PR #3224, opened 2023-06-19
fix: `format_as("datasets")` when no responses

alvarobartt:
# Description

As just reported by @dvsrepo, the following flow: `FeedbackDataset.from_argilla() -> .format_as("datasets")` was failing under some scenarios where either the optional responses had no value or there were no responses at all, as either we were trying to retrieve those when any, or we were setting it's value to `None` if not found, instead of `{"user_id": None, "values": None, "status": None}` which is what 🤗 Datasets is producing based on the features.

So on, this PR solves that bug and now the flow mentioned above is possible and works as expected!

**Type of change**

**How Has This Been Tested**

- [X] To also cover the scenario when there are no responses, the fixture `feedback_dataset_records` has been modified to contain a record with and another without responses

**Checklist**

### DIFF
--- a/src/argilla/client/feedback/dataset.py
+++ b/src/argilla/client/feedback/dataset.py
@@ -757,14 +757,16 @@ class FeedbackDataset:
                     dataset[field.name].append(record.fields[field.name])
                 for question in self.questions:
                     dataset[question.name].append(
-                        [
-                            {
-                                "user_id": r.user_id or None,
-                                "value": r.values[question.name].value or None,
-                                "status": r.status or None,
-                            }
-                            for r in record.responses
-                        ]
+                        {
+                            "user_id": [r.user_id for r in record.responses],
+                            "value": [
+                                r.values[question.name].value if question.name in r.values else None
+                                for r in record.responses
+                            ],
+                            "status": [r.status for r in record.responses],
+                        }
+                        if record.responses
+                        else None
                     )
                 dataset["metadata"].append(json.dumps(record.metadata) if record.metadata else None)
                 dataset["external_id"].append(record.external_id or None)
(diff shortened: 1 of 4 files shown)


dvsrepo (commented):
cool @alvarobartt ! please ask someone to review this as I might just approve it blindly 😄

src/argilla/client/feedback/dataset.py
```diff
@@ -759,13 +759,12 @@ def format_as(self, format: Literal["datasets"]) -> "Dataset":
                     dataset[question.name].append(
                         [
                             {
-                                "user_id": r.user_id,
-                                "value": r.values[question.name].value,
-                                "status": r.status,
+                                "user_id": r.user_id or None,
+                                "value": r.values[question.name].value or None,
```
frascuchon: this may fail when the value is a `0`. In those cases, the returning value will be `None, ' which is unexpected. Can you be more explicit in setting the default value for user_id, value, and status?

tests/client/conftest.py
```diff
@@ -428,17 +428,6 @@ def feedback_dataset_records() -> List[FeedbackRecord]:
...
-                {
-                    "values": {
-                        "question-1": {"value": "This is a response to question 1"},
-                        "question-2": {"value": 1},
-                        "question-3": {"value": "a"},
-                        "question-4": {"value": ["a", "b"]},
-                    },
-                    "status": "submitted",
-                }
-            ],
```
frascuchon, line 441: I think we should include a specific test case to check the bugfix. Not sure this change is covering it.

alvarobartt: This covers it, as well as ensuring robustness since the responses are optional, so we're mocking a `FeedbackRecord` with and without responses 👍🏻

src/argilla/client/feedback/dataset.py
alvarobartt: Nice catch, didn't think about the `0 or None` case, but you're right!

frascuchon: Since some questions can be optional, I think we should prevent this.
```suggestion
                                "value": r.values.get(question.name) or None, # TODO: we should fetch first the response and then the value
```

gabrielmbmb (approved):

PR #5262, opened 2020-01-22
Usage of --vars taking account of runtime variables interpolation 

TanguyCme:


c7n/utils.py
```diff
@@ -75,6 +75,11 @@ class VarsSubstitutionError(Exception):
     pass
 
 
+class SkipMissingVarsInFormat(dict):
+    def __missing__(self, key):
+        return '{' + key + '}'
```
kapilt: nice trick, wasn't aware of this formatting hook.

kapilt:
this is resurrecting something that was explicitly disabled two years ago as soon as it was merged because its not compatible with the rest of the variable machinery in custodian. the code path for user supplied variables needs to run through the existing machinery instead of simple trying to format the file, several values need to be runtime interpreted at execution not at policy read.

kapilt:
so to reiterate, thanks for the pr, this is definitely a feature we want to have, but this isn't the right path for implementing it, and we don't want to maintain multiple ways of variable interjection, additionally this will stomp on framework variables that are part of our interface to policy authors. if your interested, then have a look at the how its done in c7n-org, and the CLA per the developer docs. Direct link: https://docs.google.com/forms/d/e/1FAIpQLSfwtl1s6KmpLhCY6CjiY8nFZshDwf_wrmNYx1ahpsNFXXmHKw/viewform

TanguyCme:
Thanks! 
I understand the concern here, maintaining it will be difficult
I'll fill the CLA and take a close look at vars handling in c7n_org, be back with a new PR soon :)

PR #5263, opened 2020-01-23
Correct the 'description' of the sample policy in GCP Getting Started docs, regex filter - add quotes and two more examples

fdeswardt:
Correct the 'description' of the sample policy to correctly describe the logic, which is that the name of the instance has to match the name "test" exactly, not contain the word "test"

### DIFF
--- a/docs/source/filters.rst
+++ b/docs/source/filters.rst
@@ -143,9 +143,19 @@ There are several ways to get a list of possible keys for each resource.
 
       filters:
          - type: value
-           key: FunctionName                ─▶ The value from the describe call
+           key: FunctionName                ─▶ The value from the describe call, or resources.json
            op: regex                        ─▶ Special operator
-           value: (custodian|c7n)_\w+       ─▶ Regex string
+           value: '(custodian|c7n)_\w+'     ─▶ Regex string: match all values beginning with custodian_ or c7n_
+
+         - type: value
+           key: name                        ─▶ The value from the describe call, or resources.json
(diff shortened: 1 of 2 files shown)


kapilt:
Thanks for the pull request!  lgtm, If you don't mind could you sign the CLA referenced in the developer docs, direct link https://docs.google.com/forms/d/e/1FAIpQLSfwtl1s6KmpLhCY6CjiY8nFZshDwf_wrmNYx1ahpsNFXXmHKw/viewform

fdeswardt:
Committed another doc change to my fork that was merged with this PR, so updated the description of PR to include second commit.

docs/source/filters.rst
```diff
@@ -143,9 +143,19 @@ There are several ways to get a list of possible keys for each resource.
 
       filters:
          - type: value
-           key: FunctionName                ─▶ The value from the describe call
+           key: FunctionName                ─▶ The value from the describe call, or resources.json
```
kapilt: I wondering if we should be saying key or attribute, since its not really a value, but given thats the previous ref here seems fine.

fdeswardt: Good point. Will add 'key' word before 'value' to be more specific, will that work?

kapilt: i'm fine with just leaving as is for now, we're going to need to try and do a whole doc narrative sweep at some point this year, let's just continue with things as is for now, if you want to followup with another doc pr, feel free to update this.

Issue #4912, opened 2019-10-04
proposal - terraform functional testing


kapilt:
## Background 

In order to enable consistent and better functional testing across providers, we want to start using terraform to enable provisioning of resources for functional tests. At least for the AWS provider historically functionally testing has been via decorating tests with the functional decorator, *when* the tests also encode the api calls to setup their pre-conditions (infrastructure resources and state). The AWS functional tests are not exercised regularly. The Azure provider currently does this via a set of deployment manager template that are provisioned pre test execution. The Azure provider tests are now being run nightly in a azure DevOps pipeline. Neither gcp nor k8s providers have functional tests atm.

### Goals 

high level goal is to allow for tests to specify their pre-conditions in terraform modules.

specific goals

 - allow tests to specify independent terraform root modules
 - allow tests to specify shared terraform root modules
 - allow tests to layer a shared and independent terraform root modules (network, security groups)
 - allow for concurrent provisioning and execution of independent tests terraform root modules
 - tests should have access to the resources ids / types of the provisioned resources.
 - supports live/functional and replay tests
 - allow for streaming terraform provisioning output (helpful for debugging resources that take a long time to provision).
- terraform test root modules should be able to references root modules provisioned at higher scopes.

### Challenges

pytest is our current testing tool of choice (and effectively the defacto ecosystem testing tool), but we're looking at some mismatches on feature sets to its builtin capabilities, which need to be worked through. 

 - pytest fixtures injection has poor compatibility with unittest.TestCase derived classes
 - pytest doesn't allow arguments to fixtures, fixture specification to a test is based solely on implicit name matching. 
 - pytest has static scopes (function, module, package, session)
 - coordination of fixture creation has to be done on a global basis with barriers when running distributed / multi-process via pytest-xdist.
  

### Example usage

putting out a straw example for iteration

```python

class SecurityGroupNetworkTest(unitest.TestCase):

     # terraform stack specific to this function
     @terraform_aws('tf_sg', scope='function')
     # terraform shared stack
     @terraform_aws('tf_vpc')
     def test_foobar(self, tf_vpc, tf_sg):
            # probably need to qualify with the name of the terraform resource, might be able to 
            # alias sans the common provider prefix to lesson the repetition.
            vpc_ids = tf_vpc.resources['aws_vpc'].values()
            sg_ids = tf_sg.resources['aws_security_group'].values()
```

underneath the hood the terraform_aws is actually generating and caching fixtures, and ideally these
· · · · · · ·
PROBLEM - If a line in the records contains the word "string", copy it.

ANSWER SPACE -
-           value: (custodian|c7n)_\w+       ─▶ Regex string
+           value: '(custodian|c7n)_\w+'     ─▶ Regex string: match all values beginning with custodian_ or c7n_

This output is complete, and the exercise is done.